The title is singular, the play is not. Lorraine Hansberry's classic rolls an inheritance drama, an American dream play, feminist argument and a family portrait into one, and then turns the lot over to the consideration of race. In a single swoop, A Raisin in the Sun changed the colour of the great American play.
Almost 60 years on, it's still rich and the struggles it shows so eloquently, of African Americans locked out of white America, caught between assimilation and exile, are still raw – both a testimony to Hansberry and an indictment of America.
Squished into their two-bed "rat-trap" in Chicago, the Younger family want what every American family wants: to get on in life. Walter Lee Junior (Ashley Zhangazha), a chauffeur, wants his own business; his wife Ruth wants her own home. Beneatha, Walter's sister, dreams of becoming a doctor. An insurance of $10,000 makes a lot possible, but their mother Lena (Angela Wynter) opts to put a down payment on a house in a well-to-do white neighbourhood, Clybourne Park.

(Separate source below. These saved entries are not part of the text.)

PR #25439, opened 2026-05-02
fix(skill): /<skill-name> now calls the skill tool directly

### LINKED ISSUE #24831: /skill-name doesn’t invoke full skill system
### Description

### Plugins

_No response_

### OpenCode version

_No response_

### Steps to reproduce

_No response_

### Operating System

_No response_

### Terminal

_No response_

wienans:
### Issue for this PR

Closes #24831

### Type of change

- [x] Bug fix
- [x] New feature

### What does this PR do?

This PR invokes the Skill after using the dedicated /<skill-name> command.

**Before**

image

**After**

image

Disclaimer: This code change was generated and reviewed by GPT-5.4 xhigh, i am not a Typescript dev myself.

- See images above invoked a skill command
- Invoked a standard /command to make sure it still works

### Screenshots / recordings

**Before**

image

**After**

image

### Checklist

### DIFF
--- a/packages/app/src/components/prompt-input/submit.ts
+++ b/packages/app/src/components/prompt-input/submit.ts
@@ -71,8 +71,8 @@ export async function sendFollowupDraft(input: FollowupSendInput) {
     return true
   }
 
-  const [head, ...tail] = text.split(" ")
-  const cmd = head?.startsWith("/") ? head.slice(1) : undefined
+  const commandMatch = text.match(/^\/([^\s]+)([\s\S]*)$/)
+  const cmd = commandMatch?.[1]
   if (cmd && input.sync.data.command.find((item) => item.name === cmd)) {
     setBusy()
     try {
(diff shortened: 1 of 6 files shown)


rekram1-node:
This is actually intentional behavior

wienans:
@rekram1-node Okay, I don’t understand the benefit, but I found a workaround at least as long as commands take priority over skills. Maybe add docs to the agent skill section that this is intentional as others like Claude code have that behaviour of auto executing the skill. 

For people missing this feature too:
Add a command which is called like the skill and make the prompt „Use the xyz skill to work on the following:“ 
Uses additional tokens and risk of the model not executing the skill but that’s the best we can get.

rekram1-node:
Oh okay there was some misunderstanding here so:
- it's intentional you can't /<skillname>
- it's BAD that skill invocations reuse command logic and dont invoke the skill tool < we need to update that

For the secondary, this approach in this pr continues w/ the command pattern so that's why I closed cause we dont wanna be reusing that

jjdubski:
> Oh okay there was some misunderstanding here so:
> 
> * it's intentional you can't /
> * it's BAD that skill invocations reuse command logic and dont invoke the skill tool < we need to update that
> 
> For the secondary, this approach in this pr continues w/ the command pattern so that's why I closed cause we dont wanna be reusing that

PR #29217  I developed a way to use $ prefix, please take a look. Any feedback would be greatly appreciated!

Though the play's defining moment is that neighbourhood's response – they send a ‘welcoming committee' to buy the family out – it never reduces the uphill struggle of African Americans to a single instance. Hansberry shows, brilliantly, how struggles stack up and multiply. Walter's lack of self-worth makes him testy at home. Ruth ends up trapped indoors – a whole four years before Betty Friedan. Before she can define her dreams, Beneatha has to define herself – how African and how American.

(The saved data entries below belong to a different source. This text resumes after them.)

PR #25449, opened 2026-05-02
fix(instance): restore InstanceBootstrap init parameter for non-Effec…

### LINKED ISSUE #25450: Bug: plugin-registered agents not visible after upgrading to v1.14.32
### Description

After upgrading opencode from v1.14.31 to v1.14.32, plugins that register agents via the `config` hook (e.g. oh-my-openagent with sisyphus, hephaestus, prometheus, atlas) no longer appear in the TUI. The `/agents` command and `@` autocomplete only show native agents (`build`, `plan`).

### Plugins

oh-my-openagent

### OpenCode version

1.14.32

### Steps to reproduce

1. Install opencode v1.14.32
2. Add `"plugin": ["oh-my-openagent"]` to opencode.json
3. Run `opencode` and open the TUI
4. Type `/agents` or `@` to see the agent list
5. Observe: only `build` and `plan` native agents are visible; sisyphus, hephaestus, prometheus, atlas etc. are missing
6. Downgrade opencode to v1.14.31 (no other changes)
7. Run `opencode` again → agents appear correctly

_No response_

### Operating System

_No response_

### Terminal

_No response_

HyeokjaeLee:
### Issue for this PR

Fixes #25450
Ref [oh-my-openagent#3758](https://github.com/code-yeongyu/oh-my-openagent/issues/3758)

### Type of change

- [x] Bug fix
- [ ] New feature
- [ ] Documentation

### What does this PR do?

**Problem**: oh-my-openagent and other plugins that register agents via the `config` hook stopped working in v1.14.32. Only native agents (`build`, `plan`) appeared in the TUI.

**Root cause**: When `InstanceBootstrap` was refactored from a bare `Effect` to an Effect `Service`, the `init` parameter of `Instance.provide()` changed from `() => Promise<any>` to `Effect.Effect<void>`. The httpapi middleware was correctly updated to pass `bootstrap.run`, but the legacy Hono middleware and CLI entry points simply deleted the `init` parameter instead of adapting it. Without `init`, `InstanceBootstrap.run()` never executes for these paths — meaning plugins never initialize, their `config` hooks never fire, and plugin-registered agents never appear in `cfg.agent`.

**Fix** (7 files, +29/-6):

1. **Root cause**: Added `getBootstrapRunEffect()` helper that lazily resolves `InstanceBootstrap.Service.run` from AppRuntime, so legacy callers can pass the Effect without being inside an Effect context. Added `init: await getBootstrapRunEffect()` to all 5 affected call sites (`InstanceMiddleware`, workspace router, CLI bootstrap, TUI worker, project reload).

2. **Defense-in-depth**: Added `yield* plugin.init()` inside the Agent state builder (before it iterates `cfg.agent`). This protects CLI commands and other entry points where `Instance.provide()` is called without `init`. (`plugin.init()` is idempotent — it returns the cached Plugin state if already initialized.)

- Type-checked the full `packages/opencode` package (only pre-existing `spinner.ts` error remains, unrelated)
- Verified the fix matches the v1.14.31 behavior: InstanceBootstrap runs before Agent state is built
- Confirmed the defense-in-depth follows the same pattern as PR #25440 but placed correctly inside the state builder (where `InstanceRef` context is available), not at layer init time
- The `getBootstrapRunEffect()` helper is cached after first call, so subsequent requests have zero overhead

### Checklist

### DIFF
--- a/packages/opencode/src/agent/agent.ts
+++ b/packages/opencode/src/agent/agent.ts
@@ -80,7 +80,6 @@ export const layer = Layer.effect(
     const state = yield* InstanceState.make<State>(
       Effect.fn("Agent.state")(function* (ctx) {
         const cfg = yield* config.get()
-        yield* plugin.init()
         const skillDirs = yield* skill.dirs()
         const whitelistedDirs = [
           Truncate.GLOB,
--- a/packages/opencode/src/agent/agent.ts
+++ b/packages/opencode/src/agent/agent.ts
@@ -80,6 +80,7 @@ export const layer = Layer.effect(
     const state = yield* InstanceState.make<State>(
       Effect.fn("Agent.state")(function* (ctx) {
         const cfg = yield* config.get()
+        yield* plugin.init()
         const skillDirs = yield* skill.dirs()
         const whitelistedDirs = [
           Truncate.GLOB,
--- a/packages/opencode/src/cli/bootstrap.ts
+++ b/packages/opencode/src/cli/bootstrap.ts
@@ -1,9 +1,11 @@
 import { Instance } from "../project/instance"
 import { InstanceStore } from "../project/instance-store"
+import { getBootstrapRunEffect } from "../effect/app-runtime"
 
 export async function bootstrap<T>(directory: string, cb: () => Promise<T>) {
   return Instance.provide({
     directory,
+    init: await getBootstrapRunEffect(),
     fn: async () => {
       try {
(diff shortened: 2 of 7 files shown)


zetaloop:
I ran into the same problem with oh-my-openagent on v1.14.32 and traced it to the same root cause.

thdxr:
thank you! likely will merge this in a bit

Dawn Walton's production never demonises white America, but flags systemic issues. It understands that discrimination smiles as it shuts the door closed. Mike Burnside's squirming Karl Linder is all respectful civility, but betrays himself bit by bit: the way he swallows "you people," the way he claims to want dialogue, then gabbles non-stop.

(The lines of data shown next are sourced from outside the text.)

PR #25485, opened 2026-05-02
refactor(cli): convert debug agent command to effectCmd

kitlangton:
## Summary
- Convert \`debug agent <name>\` from \`cmd()\` + \`bootstrap()\` to \`effectCmd\` + \`Effect.ensuring(store.dispose(ctx))\`.
- Helpers (\`getAvailableTools\`, \`createToolContext\`) converted from \`async/Promise\` to \`Effect.fn\` so they yield services directly. \`createToolContext\` takes \`ctx: InstanceContext\` explicitly so it can read \`ctx.directory/.worktree\` (was \`Instance.directory/.worktree\` from ALS).
- 3× \`process.exit(1)\` paths → \`fail("", 1)\` (stderr message printed inline; empty message means no spurious \`Error:\` prefix from the global formatter).

## Behavioral notes (subagent purity audit)
**MOSTLY PURE WITH NOTES** — pure on the agent-info path; observable improvements on error paths:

A touch stagey, with blocking you notice, Walton's production nonetheless has a keen sense of daily battles and frustrations. You hear it in the way the family talk: both Beneatha's posh, white ‘hairlo' down the phone and Walter's clipped service speak – yessir, nosir – deny their own natural dialects. You see it in the hands on deck needed to keep everything shipshape: the ironing, the arguing, the cockroach extermination.
It is, above all, a play about family. Walton's cast have the easy intimacy of people that know each other's bathroom routines. When Walter returns to romance his wife, Susan Wokoma's Beneatha smiles as she screws up her face. Zhangazha's Walter always has his family's interests at heart. It's to them he wants to prove himself, and when Wynter's Lena scolds him, you see the boy beneath the man.
Every so often, Walton nudges into expressionism, filling the flat with orange light. It's as if the play's trying to burst its seams, to break beyond its Broadway-friendly naturalism. It's a smart move – nodding to the play's own assimilation in reclaiming the family drama – but it could go much further. Still, does something this rich need reinvention?